======== GIVEN RECORDS ========

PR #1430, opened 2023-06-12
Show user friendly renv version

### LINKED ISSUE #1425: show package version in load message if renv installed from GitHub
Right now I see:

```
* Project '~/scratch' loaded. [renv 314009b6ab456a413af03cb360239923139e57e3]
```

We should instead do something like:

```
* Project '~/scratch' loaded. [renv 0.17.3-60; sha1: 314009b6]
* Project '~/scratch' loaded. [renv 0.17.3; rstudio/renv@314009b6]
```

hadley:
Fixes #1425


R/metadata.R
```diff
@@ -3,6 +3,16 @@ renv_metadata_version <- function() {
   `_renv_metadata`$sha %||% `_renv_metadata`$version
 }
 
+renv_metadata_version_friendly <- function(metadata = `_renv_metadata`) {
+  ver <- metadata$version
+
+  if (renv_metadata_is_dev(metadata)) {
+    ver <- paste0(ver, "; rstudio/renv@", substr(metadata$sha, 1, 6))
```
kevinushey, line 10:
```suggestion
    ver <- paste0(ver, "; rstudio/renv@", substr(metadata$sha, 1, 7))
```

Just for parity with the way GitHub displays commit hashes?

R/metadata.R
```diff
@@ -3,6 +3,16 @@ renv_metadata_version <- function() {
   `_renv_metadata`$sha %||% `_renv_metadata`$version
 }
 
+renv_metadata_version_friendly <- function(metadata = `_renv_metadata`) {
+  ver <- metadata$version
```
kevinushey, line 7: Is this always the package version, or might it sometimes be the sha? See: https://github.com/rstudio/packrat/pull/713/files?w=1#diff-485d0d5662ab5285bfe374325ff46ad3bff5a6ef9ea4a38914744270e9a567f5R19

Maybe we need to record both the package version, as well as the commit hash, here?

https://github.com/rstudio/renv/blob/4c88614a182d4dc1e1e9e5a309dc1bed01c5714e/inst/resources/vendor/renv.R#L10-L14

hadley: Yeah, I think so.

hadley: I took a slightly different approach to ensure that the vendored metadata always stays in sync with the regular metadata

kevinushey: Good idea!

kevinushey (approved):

========
======== GIVEN RECORDS ========

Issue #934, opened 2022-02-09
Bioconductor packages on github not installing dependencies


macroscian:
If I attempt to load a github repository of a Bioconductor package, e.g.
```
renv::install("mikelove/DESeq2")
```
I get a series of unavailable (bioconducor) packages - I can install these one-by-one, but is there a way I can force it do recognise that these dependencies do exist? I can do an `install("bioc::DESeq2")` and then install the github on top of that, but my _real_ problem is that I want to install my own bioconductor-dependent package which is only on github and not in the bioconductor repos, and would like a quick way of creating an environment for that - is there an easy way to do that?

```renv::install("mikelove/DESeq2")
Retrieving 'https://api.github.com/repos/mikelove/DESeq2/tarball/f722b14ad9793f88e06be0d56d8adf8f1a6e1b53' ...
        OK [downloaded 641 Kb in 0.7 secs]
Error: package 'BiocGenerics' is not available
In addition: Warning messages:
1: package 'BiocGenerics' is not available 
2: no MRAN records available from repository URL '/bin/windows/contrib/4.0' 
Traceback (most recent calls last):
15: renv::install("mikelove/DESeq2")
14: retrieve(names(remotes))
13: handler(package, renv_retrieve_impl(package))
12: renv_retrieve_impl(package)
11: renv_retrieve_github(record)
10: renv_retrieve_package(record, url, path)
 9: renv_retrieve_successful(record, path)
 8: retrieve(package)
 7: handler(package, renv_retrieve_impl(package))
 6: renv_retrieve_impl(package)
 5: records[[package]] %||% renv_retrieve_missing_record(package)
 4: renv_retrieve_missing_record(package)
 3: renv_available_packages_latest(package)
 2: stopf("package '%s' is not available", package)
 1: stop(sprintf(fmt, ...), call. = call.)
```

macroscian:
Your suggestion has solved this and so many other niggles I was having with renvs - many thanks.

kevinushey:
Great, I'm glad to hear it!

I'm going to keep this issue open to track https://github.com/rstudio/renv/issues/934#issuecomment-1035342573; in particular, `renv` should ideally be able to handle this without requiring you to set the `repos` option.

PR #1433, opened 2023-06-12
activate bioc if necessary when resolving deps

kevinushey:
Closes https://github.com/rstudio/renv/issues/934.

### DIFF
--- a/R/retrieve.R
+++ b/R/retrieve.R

========

▶ _WHAT THE TASK REQUIRES_
The answer is a single number, the count of lines in the records that contain the string "scratch".

▶ _EXPECTED ANSWER_
3